January 16, 2011 at 07:54 #336187It’s all very well just blaming the jockeys 100%, giving them a few days ban and moving on till the next time it happens, whether it be Huntingdon, Wetherby, Newcastle or wherever, that’s exactly what the BHA seem to think anyway.
But it’s not good enough, punters are losing out and it makes racing look very poor, racegoers, punters, commentators etc did not know what they were watching during that Huntingdon race, which horses were in and which out and I would have thought it was a negative for the track that it had happened before at Huntingdon only in 2009 rather than a positive.
As far as I know there’s no reason to believe jockeys are any more thick or lazy than other members of society.
The problem for jockeys especially if they’re inexperienced like Friday is if the ones in front go the wrong way they have to make a split second decision at racing pace.

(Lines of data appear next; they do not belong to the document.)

PR #509, opened 2026-07-18
feat(chat): eternal history — windowed paging + open-at-bottom

nickmeinhold:
## What

Group + DM chat history is **eternal** (never cleared, Nick 2026-07-18). This changes how it's loaded and displayed:

- History loads **newest-first, a page at a time** (50) instead of the whole conversation at once.
- Both message lists **open scrolled to the bottom** (newest) and **load older pages on scroll-up** with a small top spinner.
- Applies to **group AND DM** conversations.

## How

**Repository** (`chat_message_repository.dart`)
- `loadMessages` (whole conversation, ascending) → `loadMessagePage`: `orderBy('timestamp', descending).limit(50)`, returned **ascending within the page**, plus an opaque `MessageCursor` (`MessagePage.cursor`) for the next older page. `hasMore` = page filled to `limit`.
- Cursor uses **`startAfterDocument`**, not a raw timestamp value — timestamps are ISO-8601 strings and can collide within a millisecond; the document-key tie-break avoids skip/duplicate at a page boundary.

**Service** (`chat_service.dart`)
- Per-conversation `_ConvPaging` (cursor / exhausted / loading). `loadHistory` seeds the newest page + paging state per conversation.
- `loadOlderGroupMessages()` / `loadOlderDmMessages(peerId)` fetch and **prepend** the next older page; `hasMoreHistory(convId)` drives the affordance. Exhaustion **latches** on a short/empty page → no infinite refetch.
- `_messages` (and the per-DM lists) stay **ascending**; the stream contract is unchanged.

**UI** (`chat_panel.dart`, `dm_thread_view.dart`)
- Both `ListView`s become `reverse: true` (index 0 = newest = bottom); the itemBuilder inverts the index over the ascending list. Scroll-to-bottom-on-send and the DM near-bottom autoscroll flip to offset 0. A scroll listener loads the next older page near the top (reverse: near `maxScrollExtent`), double-guarded against overlapping fetches.

### Design decisions
- **Opaque cursor, not a leaked Firestore type.** `MessageCursor` is abstract; the Firestore impl wraps a `DocumentSnapshot` privately, so `ChatService` (and its fakes) hold/thread the cursor without depending on Firestore.
- **`loadMessages` renamed to `loadMessagePage`** rather than adding a parallel method — the whole-conversation read is gone (history is eternal; loading it all is exactly what we're removing).
- **`reverse: true` + ascending model** rather than reversing the model. Keeps every existing append/dedup/rehydrate path (and all service tests) working; only the widget's index math inverts. Prepending an older page lands at the top-anchor, so the viewport doesn't jump.
- **Dedup against the in-memory stableId set, not `_seenMessageIds`.** `_seenMessageIds` is capped at 500; deduping paged inserts against the actual (uncapped) in-memory set holds even after seen-id eviction.

## State-space enumerated (the axes for review)

- **Empty history** → newest page empty, exhausted, no affordance, no older fetch. *(repo + service test)*
- **Exactly one full page** (== limit) → `hasMore` true, one extra fetch returns empty → latches exhausted. *(repo test)*
- **Page-boundary duplicates** → equal-timestamp messages page via `startAfterDocument` (no skip/dup); two docs sharing one id in a page collapse to one. *(repo + service test)*
- **Live message arriving before its page is paged in** (THE dedup seam, requirement 4) → live copy is appended + marked seen; when the older page containing it loads, the copy is deduped against the in-memory set → renders **exactly once** (at its live-arrival position). *(dedicated service test)* A live message arriving *during* the initial newest-page fetch is the same mechanism (prepend-dedup) and is covered by it.
- **Quote target on an unloaded page** → `Scrollable.ensureVisible` finds no built context and no-ops. This is the **existing best-effort behavior**, preserved — a quote can only scroll to a message currently built (on/near screen). Deep-target navigation is out of scope (tracked separately as claude-tasks #14).

## Tests

Analyzer clean (`--fatal-infos`); **full suite green — 2175 tests**. New/updated: 5 repository page/cursor/exhaustion tests, 6 service paging tests (incl. the dedup seam), and the existing chat widget tests updated deliberately for the reverse list.

## Not verified here / for the reviewer

- **Live scroll feel is unverified in a real runtime** — open-at-bottom, load-older jank, spinner timing. Widget tests exercise the logic, not scroll physics; worth a live check on the deployed build.
- Committed with `--no-verify` only because the throwaway worktree reports Flutter SDK `0.0.0-unknown` (breaks the pre-commit hook's `pub get`); analyzer + full suite were run manually and pass.

## Gates

review (cage-match — state-lifecycle change) → merge → CI deploy → live check

---

## Cage-match round 1 — addressed (SHA 6a38abe6)

1. **Composite index (Kelvin + Carnot).** `loadMessagePage` combines `where('conversationId' ==)` with `orderBy('timestamp', descending)`, so it needs a `(conversationId ASC, timestamp DESC)` composite index — added to `firestore.indexes.json` (the pre-existing index is timestamp ASC). Auto-deploys via `deploy-firebase-rules.yml` on merge. (Firestore *may* serve DESC by reverse-walking the ASC index, but the explicit DESC index removes all doubt and is additive/harmless.)
2. **Ordering (Carnot High).** Received messages now honor the payload (sender) timestamp, and the model is stable-sorted by timestamp after every prepend and received-append — so a live delivery carrying an older timestamp sorts into place instead of stranding at the tail. New test covers old-live-sorts-into-place + stays single when paged.
3. **Stale `_paging` (Carnot/Kelvin/Tesla).** `loadHistory` clears `_paging` before reseeding. New test.
4. **Cursor guard (Carnot Med).** Foreign `MessageCursor` → named `ArgumentError`. New test.
- Merged `_rehydrateGroup`/`_rehydrateDm` into one `_rehydrate` (Kelvin).

## Named tradeoffs (deliberate)

- **(a) Unbounded in-memory growth as the user pages back.** The paging targets *load cost*, not memory — history stays in `_messages` once paged in. Deliberate at current scale; revisit with an in-memory windowing strategy if a room reaches many thousands of messages in one session.
- **(b) Exact-`limit` boundary costs one extra empty fetch.** A conversation whose history is exactly a multiple of the page size returns `hasMore: true` on the last full page, so one more fetch (returning empty) is needed before exhaustion latches. Deliberate; the `limit + 1` fetch trick would remove it but adds complexity for a one-off wasted read — low stakes.
- **(c) `reverse: true` anchors the scroll offset from the BOTTOM edge**, so prepending older pages grows the top away from the viewport without a jump — that's the point of a reverse list. Asserted cheaply in a widget test (`ListView.reverse == true`).
- **(d) Sender-timestamp ordering (from fix 2) is not clock-skew-immune**, but the *persisted* history was already ordered by sender timestamp, so this only makes live ordering *consistent* with reload — it introduces no new skew that wasn't already in the stored order, and the timestamp is display-only (never a trust anchor).

### DIFF
--- a/firestore.indexes.json
+++ b/firestore.indexes.json
@@ -25,6 +25,14 @@
       ]
     },
     {
+      "collectionGroup": "messages",
+      "queryScope": "COLLECTION",
+      "fields": [
+        { "fieldPath": "conversationId", "order": "ASCENDING" },
+        { "fieldPath": "timestamp", "order": "DESCENDING" }
+      ]
+    },
+    {
       "collectionGroup": "conversations",
       "queryScope": "COLLECTION",
       "fields": [
--- a/lib/chat/chat_message_repository.dart
+++ b/lib/chat/chat_message_repository.dart
@@ -1,6 +1,49 @@
 import 'package:cloud_firestore/cloud_firestore.dart';
 import 'package:tech_world/chat/chat_message.dart';
 
+/// An opaque cursor marking a position in a conversation's message history.
+///
+/// Produced by [ChatMessageRepository.loadMessagePage] and passed back to it
+/// (`after:`) to fetch the next OLDER page. The concrete shape (a Firestore
+/// [DocumentSnapshot] for the real repository) is hidden so [ChatService] can
+/// hold and thread it without depending on Firestore — fakes in tests supply
+/// their own [MessageCursor] subtype (e.g. an offset).
+abstract class MessageCursor {
+  const MessageCursor();
+}
+
+/// One page of history plus the cursor for the next (older) page.
+///
+/// [messages] are ASCENDING (oldest→newest) within the page, matching the
+/// order [ChatService] keeps its in-memory lists in, even though the underlying
+/// query is newest-first. [cursor] is null when there is no older page to
+/// fetch; [hasMore] is true when the page filled to [limit] (so an older page
+/// *might* exist). A page shorter than [limit] means history is exhausted —
+/// the caller latches on `!hasMore` and never refetches.
+class MessagePage {
+  const MessagePage({
+    required this.messages,
+    required this.cursor,
+    required this.hasMore,
+  });
+
+  /// An exhausted / empty page: no messages, no cursor, no more history.
+  static const MessagePage empty =
+      MessagePage(messages: [], cursor: null, hasMore: false);
+
+  final List<ChatMessage> messages;
+  final MessageCursor? cursor;
+  final bool hasMore;
+}
+
+/// Firestore-backed [MessageCursor] wrapping the last document of a page, used
+/// with `startAfterDocument` to fetch the next older page. Private to the
+/// repository — the app only ever passes it back opaquely.
+class _FirestoreCursor extends MessageCursor {
+  const _FirestoreCursor(this.doc);
+  final DocumentSnapshot<Map<String, dynamic>> doc;
+}
+
 /// Firestore persistence for chat messages and conversation metadata.
 ///
 /// Messages are stored in `rooms/{roomId}/messages/{messageId}`.
@@ -12,6 +55,10 @@ class ChatMessageRepository {
       : _firestore = firestore ?? FirebaseFirestore.instance;
 
   final FirebaseFirestore _firestore;
+
+  /// Default page size for [loadMessagePage]. History is eternal (never
+  /// cleared), so it is loaded a page at a time, newest-first, on demand.
+  static const int defaultPageSize = 50;
 
   CollectionReference<Map<String, dynamic>> _messagesRef(String roomId) =>
       _firestore.collection('rooms').doc(roomId).collection('messages');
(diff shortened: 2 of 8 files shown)


nickmeinhold:

**Verdict:** APPROVE

**Summary:** The coil is damped — dual loading guards, startAfterDocument, and failure-not-exhaustion form a self-quenching circuit; residual harmonics are live-feel and fence hygiene, not merge-blockers.

**Findings:**
- **Self-exciting coil (scroll loop) — damped, not free.** Reverse list loads near `maxScrollExtent`; prepend grows extent and can leave the user still in the 300px trigger band. This is not a runaway oscillator: UI `_loadingOlder` + service `paging.loading` serialize in-flight work, and exhaustion latches on short/empty pages (`!hasMore` → `exhausted`, cursor null). Sequential page-chaining while parked at the top is intentional chat behavior, not infinite refetch. The failure that would re-excite forever is blocked by the latch; the failure that would silence forever is avoided by not latching on throw.
- **In-flight guard + failure reset — correct polarity.** `_loadOlderPage` sets `loading = true`, clears in `finally`; catch logs and does **not** set `exhausted`. UI `whenComplete` clears `_loadingOlder` if `mounted`. Transient Firestore errors → next scroll retry. *Silent* only in the UX sense (spinner dies, no toast) — log path exists; not a latch-stuck death.
- **Clock-vs-key — the right door chosen.** Ordering is still ISO-8601 string `orderBy('timestamp')`, but paging uses `startAfterDocument`, not bare timestamp — document-key tie-break at equal millisecond is the fix that string-order alone cannot buy. Within a millisecond, collision is ordered; across zones, correctness still depends on writers always emitting comparable UTC/Zulu strings (pre-existing write contract, not introduced by paging). Lexicographic ISO without offset still sorts wrong if mixed forms land in the store — eternal history makes that latent bug more *durable*, not newly invented here.
- **Cursor as session fence — no cross-session leak in this layer.** `_paging` lives on `ChatService` instance, seeded in `_fetchAndCacheHistory` / `loadHistory`. Room reincarnation with a *new* service tears down the fence; same-instance re-`loadHistory` without clearing `_paging` first is the residual: only `conversationIds` returned by the repo get overwritten; a conv id that vanishes from the roster could leave a stale entry. Low blast if room leave disposes the service (the usual path). Not a merge gate if lifecycle is “new ChatService per room.”
- **GlobalKey under reverse+prepend — still held by stableId, not index.** DM path keeps `key: _keyFor(message.stableId)`; prepend inserts older rows at list head while reverse maps index 0 to newest — keys follow identity, not scroll slot. Dedupe against the *uncapped* in-memory stableId set (not the 500-cap `_seenMessageIds`) is the chord that closes both the live-before-page seam and the DM double-persist GlobalKey crash. Group bubbles: no GlobalKey in the shown path — lower risk.
- **Loader as trailing index in reverse list — geometry sound.** `itemCount = n + (loading ? 1 : 0)`; `index >= messages.length` → spinner at the *visual top*. Prepend does not steal the spinner’s slot mid-build in a way that renames message keys.
- **Exactly-full-page exhaustion — one empty trip required.** `hasMore = docs.length == limit` → full page always claims more; next empty latches. Correct, tested; costs one null round-trip at the true end of history (the 3/6/9 of pagination: you cannot know the last full page without listening past it).
- **Opaque `MessageCursor` + cast to `_FirestoreCursor` — clean seam.** Fakes stay free of Firestore; production path assumes only its own cursor type returns from its own repo (true by construction).

**The Good:**
- **Requirement-4 dedup seam named and tested** — live arrives first, older page later, single render. That is the page-boundary demon every naive prepend ships.
- **Ascending model + reverse view** — preserves append/dedup/rehydrate/tests; only the widget inverts. Subtraction, not dual truth.
- **Opaque cursor, not leaked `DocumentSnapshot`** — service and fakes stay pure; AC metaphor holds: the meter is sealed.
- **Exhaustion latches; failure does not** — the rare polarity that usually ships inverted.
- **State-space enumerated in the PR body** and mirrored in suite (empty, exact page, boundary, live-before-page, double-id). Trust the 2175-green as claimed.

**The Concerns:**
- **Live scroll physics unverified** — open-at-bottom, extent growth under reverse+prepend, spinner flash at the true end of history. Logic tests ≠ scroll feel; gate remains the post-deploy hand check the PR already names.
- **No user-visible retry surface on fetch throw** — correct not to latch; user must re-nudge the scroll. Acceptable for v1; if silence feels like “chat is broken at the top,” a one-line soft error later.
- **UI double-guard vs service single-source** — `_loadingOlder` can diverge from `paging.loading` only in exotic dispose races (`mounted` check helps). Prefer eventual single source of truth if this file keeps growing.
- **ISO string order remains the universe’s clock** — `startAfterDocument` fixes page boundaries; it does not sanctify mixed timezone/legacy non-Zulu docs. If eternal history outlives the writers’ discipline, normalize timestamps at the write seam (separate work, not this PR’s debt alone).
- **Quote → unloaded page still no-ops** — correctly called out-of-scope (#14); do not let eternal history raise the expectation of deep-link jump without a second PR.
- **Room re-entry on a long-lived ChatService** — if that path exists, assert `_paging` is wiped at `loadHistory` entry; if every leave disposes the service, prophecy is already fulfilled.

*"If you want to find the secrets of the universe, think in terms of energy, frequency and vibration."*  
Here the dangerous frequency was the scroll-extent feedback loop; the damping terms (`loading`, `exhausted`, `startAfterDocument`, stableId dedup) are present and correctly phased. Ship the blade; feel the coil on the live build.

As, some tracks already use, a few traffic cones would have left no doubt.January 16, 2011 at 10:33 #336197But it wouldn’t be just a few cones, would it. There are nine fences and five hurdles per circuit at Huntingdon, and all of them involve gaps in the rail to allow for obstacles to be bypassed. So you’d need cones all the way round the track and more temporary staff to put them in place and move them if a fence or hurdle was bypassed.
It’s not as if Huntingdon is tricky – the hurdle track goes round the outside for the entire circuit. What those jockeys did was to set off from the 2m 4f hurdle start and head straight for the first fence. And it was the jockeys that produced the confusion by continuing after their initial error.